» Task item:
Go through the material and copy every line in which "completes" appears.
··· Data supplied ···
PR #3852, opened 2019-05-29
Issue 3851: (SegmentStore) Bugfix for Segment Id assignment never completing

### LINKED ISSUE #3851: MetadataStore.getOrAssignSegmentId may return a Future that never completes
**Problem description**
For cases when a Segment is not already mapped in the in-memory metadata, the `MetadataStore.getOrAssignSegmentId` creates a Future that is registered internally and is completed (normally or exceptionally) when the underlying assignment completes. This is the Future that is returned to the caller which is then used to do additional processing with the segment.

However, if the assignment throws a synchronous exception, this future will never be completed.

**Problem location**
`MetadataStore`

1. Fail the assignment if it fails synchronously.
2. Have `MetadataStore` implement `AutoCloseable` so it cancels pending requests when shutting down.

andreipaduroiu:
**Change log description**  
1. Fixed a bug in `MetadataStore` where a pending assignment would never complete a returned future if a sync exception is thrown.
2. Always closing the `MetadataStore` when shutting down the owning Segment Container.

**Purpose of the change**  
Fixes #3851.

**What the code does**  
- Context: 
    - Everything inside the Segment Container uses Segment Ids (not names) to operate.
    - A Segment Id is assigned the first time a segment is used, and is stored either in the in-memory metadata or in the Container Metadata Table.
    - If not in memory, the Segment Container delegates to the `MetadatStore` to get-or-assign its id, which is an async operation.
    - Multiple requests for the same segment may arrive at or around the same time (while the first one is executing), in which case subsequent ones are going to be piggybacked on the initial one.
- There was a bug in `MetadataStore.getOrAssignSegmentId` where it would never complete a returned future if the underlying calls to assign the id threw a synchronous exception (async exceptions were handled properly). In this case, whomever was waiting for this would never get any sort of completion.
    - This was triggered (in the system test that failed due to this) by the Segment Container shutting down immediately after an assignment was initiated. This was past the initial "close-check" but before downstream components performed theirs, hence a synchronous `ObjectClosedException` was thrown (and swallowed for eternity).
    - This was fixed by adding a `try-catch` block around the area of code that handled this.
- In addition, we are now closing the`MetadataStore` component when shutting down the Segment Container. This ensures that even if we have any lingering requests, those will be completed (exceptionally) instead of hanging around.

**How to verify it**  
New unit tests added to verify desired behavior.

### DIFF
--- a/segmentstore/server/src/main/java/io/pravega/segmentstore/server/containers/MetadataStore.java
···
··· Data supplied ···
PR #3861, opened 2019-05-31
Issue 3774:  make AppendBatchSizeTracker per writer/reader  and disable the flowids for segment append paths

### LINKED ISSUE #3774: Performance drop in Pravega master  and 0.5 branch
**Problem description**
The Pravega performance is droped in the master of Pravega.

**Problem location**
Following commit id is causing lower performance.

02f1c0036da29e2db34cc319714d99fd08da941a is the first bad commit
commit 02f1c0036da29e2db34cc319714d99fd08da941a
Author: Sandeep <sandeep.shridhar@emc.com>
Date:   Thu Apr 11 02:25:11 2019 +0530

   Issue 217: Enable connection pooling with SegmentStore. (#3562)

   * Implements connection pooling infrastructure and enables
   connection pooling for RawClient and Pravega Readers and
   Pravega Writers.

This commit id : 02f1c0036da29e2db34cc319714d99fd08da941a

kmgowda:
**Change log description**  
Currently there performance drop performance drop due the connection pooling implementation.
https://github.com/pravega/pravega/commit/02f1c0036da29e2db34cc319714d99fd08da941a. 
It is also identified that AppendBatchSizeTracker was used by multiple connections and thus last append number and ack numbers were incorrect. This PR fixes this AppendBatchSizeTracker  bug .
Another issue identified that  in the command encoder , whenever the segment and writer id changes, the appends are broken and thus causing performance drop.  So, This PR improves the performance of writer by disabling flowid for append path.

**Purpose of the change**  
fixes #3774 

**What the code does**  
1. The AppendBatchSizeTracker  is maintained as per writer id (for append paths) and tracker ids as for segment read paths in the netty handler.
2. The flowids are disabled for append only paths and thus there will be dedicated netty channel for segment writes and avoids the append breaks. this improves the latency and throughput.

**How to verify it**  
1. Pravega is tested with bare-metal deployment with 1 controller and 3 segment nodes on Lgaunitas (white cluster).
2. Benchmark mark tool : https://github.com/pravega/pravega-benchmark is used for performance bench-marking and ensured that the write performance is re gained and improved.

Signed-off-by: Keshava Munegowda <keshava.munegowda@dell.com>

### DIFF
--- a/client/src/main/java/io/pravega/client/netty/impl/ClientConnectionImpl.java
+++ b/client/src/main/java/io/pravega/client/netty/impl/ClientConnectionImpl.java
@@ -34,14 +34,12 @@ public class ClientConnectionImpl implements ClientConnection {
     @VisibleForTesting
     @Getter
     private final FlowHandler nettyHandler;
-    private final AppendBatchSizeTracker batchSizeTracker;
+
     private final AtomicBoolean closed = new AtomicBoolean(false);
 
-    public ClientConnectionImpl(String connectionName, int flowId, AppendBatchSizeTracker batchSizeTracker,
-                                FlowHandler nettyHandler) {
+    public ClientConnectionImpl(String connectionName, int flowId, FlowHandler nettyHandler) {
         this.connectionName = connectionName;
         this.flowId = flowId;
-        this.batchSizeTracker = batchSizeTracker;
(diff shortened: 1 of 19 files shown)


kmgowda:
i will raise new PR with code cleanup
···
» Solution to the problem:
### LINKED ISSUE #3851: MetadataStore.getOrAssignSegmentId may return a Future that never completes
For cases when a Segment is not already mapped in the in-memory metadata, the `MetadataStore.getOrAssignSegmentId` creates a Future that is registered internally and is completed (normally or exceptionally) when the underlying assignment completes. This is the Future that is returned to the caller which is then used to do additional processing with the segment.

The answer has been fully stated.